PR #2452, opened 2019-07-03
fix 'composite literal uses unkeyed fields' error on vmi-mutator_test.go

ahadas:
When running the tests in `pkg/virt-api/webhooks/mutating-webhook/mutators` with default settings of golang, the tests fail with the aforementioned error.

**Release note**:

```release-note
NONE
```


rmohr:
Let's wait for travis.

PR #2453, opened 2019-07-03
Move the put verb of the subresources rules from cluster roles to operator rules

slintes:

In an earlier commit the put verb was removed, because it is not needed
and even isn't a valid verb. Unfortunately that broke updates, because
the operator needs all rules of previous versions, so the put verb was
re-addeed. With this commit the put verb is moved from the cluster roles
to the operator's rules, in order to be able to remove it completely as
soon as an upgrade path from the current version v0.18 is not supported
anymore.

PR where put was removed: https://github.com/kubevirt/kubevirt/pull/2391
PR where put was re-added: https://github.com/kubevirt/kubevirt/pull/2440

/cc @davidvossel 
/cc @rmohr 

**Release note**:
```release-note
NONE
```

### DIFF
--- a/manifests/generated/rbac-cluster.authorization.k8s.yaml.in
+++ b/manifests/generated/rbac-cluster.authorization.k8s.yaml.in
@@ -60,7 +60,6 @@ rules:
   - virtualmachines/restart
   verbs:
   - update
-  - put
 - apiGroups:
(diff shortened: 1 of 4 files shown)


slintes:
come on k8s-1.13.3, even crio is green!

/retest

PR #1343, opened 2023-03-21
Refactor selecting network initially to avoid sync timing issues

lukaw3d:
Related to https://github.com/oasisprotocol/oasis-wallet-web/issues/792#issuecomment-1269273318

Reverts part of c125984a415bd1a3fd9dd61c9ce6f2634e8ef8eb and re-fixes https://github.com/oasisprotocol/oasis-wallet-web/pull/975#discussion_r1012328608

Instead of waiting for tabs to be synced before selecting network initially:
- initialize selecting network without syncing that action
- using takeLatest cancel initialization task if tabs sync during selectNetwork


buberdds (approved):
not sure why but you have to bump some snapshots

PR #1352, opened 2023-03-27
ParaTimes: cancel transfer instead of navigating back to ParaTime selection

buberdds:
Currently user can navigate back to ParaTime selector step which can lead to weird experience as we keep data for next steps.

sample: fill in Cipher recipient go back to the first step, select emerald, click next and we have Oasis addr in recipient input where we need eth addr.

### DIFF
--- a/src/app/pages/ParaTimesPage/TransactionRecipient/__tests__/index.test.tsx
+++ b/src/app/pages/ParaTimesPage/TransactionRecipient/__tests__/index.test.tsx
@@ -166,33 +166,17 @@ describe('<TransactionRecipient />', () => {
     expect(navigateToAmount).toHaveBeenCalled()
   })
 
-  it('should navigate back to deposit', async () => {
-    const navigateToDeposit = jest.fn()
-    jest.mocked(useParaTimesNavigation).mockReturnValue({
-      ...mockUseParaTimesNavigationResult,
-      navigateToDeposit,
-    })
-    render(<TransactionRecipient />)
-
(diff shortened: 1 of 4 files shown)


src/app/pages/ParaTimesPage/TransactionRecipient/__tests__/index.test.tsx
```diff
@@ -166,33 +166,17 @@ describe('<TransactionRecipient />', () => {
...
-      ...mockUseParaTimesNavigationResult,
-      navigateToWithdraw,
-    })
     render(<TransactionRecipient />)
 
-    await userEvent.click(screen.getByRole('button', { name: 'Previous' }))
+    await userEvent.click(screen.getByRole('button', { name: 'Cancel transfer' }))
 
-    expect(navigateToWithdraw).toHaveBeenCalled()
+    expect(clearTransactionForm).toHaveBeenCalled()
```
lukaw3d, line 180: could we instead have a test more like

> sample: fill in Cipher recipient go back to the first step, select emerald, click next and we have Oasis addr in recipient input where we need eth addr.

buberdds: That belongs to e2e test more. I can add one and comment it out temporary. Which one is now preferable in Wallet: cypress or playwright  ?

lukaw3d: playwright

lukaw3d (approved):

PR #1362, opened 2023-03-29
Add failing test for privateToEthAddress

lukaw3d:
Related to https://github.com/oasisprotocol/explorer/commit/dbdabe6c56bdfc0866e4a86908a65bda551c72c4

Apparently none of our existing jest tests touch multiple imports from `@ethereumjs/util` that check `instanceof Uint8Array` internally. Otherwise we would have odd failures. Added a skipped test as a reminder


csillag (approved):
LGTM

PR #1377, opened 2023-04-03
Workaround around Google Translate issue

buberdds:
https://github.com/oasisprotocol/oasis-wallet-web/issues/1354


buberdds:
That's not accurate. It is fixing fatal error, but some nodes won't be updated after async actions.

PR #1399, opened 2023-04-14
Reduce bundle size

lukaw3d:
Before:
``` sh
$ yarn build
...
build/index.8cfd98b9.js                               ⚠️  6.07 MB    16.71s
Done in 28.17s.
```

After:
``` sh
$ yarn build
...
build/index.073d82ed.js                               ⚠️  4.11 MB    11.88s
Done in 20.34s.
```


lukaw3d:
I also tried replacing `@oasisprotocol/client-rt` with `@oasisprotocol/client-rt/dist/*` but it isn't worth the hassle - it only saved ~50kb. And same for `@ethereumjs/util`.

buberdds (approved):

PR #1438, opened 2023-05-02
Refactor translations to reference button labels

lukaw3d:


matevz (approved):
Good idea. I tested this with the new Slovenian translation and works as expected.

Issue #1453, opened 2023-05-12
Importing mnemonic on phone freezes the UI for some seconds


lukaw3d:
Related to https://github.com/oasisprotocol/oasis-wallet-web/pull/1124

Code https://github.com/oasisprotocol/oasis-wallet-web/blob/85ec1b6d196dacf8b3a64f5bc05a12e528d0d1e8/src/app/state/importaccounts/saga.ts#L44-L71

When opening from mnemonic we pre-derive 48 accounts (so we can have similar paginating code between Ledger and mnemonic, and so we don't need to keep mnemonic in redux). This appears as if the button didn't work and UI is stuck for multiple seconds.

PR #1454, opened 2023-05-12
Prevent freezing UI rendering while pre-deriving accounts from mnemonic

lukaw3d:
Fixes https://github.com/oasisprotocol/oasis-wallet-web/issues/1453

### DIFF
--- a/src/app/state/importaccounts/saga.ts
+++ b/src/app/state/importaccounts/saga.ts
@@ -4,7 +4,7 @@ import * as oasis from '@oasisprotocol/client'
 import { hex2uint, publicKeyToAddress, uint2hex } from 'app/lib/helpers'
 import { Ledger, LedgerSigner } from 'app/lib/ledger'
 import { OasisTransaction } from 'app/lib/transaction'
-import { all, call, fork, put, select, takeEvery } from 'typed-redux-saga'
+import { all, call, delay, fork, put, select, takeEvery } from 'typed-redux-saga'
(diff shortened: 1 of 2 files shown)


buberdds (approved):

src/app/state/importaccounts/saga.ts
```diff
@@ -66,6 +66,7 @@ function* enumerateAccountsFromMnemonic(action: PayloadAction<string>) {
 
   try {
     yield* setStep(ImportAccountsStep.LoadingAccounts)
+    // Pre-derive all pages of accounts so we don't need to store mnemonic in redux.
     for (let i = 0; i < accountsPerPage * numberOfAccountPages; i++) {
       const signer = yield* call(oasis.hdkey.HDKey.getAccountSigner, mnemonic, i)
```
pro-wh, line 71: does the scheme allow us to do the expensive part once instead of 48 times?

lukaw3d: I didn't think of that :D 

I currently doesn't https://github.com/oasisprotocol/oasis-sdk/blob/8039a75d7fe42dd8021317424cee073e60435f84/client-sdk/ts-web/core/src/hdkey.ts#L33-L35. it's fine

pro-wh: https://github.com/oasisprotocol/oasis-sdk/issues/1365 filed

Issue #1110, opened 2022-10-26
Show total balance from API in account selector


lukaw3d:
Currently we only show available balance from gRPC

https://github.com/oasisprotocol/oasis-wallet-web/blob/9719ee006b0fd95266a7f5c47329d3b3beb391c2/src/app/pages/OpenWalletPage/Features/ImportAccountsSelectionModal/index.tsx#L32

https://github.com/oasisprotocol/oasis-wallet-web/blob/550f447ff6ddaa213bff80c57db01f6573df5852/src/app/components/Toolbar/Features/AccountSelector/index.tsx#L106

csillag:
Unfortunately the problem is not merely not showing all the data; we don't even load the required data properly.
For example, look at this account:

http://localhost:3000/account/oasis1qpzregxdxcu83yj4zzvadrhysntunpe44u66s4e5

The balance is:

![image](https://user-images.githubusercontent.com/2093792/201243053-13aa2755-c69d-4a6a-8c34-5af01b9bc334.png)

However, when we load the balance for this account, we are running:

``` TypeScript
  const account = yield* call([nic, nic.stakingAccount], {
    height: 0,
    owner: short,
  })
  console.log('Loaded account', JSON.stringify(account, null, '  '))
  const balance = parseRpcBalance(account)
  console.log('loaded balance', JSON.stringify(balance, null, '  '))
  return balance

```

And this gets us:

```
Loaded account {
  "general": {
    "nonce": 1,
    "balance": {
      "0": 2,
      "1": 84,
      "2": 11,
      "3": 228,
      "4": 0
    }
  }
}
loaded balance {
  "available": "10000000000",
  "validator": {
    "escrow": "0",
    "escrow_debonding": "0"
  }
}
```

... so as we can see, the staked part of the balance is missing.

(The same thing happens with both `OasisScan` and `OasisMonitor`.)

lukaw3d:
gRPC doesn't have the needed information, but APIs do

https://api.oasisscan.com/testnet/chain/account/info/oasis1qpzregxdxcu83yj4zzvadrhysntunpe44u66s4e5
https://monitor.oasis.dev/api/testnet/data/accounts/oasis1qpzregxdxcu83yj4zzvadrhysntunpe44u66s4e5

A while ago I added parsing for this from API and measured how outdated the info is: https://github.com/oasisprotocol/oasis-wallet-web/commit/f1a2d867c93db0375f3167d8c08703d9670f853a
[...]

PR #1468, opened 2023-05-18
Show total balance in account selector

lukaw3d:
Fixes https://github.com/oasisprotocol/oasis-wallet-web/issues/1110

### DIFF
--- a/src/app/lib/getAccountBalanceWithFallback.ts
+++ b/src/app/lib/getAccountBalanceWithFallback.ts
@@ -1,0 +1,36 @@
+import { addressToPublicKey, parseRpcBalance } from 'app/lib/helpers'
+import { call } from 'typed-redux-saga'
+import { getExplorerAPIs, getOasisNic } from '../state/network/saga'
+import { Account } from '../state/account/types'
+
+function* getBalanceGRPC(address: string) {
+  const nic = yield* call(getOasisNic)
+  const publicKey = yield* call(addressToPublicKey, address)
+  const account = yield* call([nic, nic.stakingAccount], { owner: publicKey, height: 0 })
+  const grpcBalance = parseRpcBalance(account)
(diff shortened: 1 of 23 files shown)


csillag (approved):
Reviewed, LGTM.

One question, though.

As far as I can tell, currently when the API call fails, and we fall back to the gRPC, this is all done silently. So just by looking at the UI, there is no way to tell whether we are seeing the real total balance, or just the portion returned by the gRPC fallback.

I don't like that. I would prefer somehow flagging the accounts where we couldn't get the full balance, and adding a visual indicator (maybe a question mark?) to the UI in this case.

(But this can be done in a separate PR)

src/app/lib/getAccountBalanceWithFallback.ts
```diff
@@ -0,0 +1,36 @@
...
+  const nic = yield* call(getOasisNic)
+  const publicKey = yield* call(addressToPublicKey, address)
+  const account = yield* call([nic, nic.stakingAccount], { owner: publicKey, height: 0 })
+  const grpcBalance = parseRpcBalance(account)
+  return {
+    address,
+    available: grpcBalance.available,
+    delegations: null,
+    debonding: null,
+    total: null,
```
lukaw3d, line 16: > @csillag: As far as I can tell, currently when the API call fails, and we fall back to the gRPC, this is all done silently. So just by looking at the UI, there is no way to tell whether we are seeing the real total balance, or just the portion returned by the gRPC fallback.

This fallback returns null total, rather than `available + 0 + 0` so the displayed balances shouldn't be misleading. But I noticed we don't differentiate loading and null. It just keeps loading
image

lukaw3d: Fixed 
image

----

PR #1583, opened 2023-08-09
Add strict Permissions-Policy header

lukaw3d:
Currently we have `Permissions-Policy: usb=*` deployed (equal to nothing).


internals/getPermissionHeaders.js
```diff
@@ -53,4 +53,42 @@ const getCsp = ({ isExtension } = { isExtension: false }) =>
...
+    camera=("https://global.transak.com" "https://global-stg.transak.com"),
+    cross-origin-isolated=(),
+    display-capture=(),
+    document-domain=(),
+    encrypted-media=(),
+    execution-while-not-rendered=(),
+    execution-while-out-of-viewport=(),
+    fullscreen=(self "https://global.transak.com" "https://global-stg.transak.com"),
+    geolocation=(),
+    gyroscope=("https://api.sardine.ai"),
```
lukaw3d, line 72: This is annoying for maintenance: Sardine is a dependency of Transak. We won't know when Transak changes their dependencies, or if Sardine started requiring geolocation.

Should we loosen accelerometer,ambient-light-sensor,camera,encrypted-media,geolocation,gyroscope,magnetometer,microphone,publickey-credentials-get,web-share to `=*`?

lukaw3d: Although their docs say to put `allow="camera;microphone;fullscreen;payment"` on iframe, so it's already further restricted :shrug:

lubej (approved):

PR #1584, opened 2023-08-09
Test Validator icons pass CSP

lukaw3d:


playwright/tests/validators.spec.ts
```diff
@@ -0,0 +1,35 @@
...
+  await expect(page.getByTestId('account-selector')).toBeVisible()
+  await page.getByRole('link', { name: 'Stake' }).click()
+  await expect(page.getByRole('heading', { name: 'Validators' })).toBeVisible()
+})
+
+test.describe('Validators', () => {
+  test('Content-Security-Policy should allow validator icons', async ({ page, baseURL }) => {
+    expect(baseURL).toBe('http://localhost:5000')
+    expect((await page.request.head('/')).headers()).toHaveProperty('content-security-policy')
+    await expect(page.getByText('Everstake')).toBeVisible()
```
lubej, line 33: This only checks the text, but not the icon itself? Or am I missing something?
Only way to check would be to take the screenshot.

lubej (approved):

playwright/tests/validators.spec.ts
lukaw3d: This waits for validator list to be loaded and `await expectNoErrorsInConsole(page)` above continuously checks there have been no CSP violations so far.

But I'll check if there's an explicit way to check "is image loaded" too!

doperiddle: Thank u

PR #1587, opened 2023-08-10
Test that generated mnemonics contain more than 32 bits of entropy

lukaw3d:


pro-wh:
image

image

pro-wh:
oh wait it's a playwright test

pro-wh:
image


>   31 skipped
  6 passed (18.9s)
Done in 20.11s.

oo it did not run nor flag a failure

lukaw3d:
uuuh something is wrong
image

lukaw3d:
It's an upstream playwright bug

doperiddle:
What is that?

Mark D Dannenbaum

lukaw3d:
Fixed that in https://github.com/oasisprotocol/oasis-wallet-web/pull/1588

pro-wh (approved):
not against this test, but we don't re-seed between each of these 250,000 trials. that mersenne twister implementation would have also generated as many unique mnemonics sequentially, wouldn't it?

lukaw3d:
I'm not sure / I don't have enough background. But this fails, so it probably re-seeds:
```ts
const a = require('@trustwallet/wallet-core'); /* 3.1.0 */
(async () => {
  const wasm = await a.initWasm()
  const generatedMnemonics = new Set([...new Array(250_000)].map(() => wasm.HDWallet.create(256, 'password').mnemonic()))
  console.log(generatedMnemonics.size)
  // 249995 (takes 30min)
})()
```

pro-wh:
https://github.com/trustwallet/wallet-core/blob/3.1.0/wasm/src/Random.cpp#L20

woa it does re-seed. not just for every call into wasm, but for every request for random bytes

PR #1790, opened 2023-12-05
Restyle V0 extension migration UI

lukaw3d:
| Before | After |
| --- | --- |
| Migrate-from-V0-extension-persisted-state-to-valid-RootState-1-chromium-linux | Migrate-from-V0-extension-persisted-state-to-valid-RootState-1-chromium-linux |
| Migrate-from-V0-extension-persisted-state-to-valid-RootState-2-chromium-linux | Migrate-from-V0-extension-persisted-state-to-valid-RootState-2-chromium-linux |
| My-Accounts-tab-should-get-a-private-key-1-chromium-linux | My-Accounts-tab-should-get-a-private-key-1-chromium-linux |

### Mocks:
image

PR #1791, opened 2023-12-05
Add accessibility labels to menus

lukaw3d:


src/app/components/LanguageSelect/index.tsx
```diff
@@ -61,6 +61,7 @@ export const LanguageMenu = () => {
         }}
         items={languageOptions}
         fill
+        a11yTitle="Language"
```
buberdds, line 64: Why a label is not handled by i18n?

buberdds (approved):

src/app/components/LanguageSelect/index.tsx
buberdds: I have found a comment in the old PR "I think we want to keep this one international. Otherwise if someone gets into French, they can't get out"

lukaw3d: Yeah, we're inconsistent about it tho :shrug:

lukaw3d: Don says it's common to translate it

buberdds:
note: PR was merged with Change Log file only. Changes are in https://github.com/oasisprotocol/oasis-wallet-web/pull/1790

----

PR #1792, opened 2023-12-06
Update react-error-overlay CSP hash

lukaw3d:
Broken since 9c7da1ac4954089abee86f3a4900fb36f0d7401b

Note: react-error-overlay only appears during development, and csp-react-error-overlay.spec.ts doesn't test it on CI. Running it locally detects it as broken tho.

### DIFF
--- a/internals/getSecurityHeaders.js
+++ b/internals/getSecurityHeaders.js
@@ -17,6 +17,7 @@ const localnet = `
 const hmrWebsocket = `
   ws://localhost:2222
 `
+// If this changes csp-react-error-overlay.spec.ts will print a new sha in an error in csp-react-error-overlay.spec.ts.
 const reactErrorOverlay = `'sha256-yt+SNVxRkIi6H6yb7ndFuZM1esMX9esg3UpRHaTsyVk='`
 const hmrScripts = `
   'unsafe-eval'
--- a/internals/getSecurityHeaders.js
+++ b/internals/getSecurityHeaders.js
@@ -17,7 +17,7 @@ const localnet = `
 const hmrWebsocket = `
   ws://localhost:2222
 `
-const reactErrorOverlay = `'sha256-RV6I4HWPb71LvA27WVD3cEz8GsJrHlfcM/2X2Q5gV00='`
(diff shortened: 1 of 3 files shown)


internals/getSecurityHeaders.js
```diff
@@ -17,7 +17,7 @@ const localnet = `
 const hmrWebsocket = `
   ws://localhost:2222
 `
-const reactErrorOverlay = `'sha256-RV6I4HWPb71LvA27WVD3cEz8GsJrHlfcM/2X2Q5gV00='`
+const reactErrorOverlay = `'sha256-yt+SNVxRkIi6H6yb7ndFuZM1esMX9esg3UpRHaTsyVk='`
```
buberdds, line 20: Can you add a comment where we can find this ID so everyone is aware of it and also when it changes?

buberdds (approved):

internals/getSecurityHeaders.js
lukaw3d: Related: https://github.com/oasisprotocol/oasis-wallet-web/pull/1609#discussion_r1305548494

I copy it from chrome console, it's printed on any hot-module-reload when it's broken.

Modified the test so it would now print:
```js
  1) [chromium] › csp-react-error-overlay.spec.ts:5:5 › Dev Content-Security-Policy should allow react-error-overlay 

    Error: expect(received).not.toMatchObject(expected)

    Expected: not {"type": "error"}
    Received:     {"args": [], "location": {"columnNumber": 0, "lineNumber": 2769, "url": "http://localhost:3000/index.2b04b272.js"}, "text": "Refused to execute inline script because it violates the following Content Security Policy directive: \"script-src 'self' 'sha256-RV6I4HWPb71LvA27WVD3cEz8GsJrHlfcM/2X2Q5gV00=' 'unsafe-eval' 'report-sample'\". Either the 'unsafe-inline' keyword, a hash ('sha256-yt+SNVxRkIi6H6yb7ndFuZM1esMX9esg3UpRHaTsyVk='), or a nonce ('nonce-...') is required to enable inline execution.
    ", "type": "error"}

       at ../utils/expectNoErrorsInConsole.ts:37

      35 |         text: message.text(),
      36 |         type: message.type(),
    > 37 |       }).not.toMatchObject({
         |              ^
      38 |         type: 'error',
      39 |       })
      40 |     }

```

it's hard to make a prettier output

----

*The problem*: Looking at the data above, report how many of its lines include the word "name". The number alone is the answer.

*Output of the task*: 4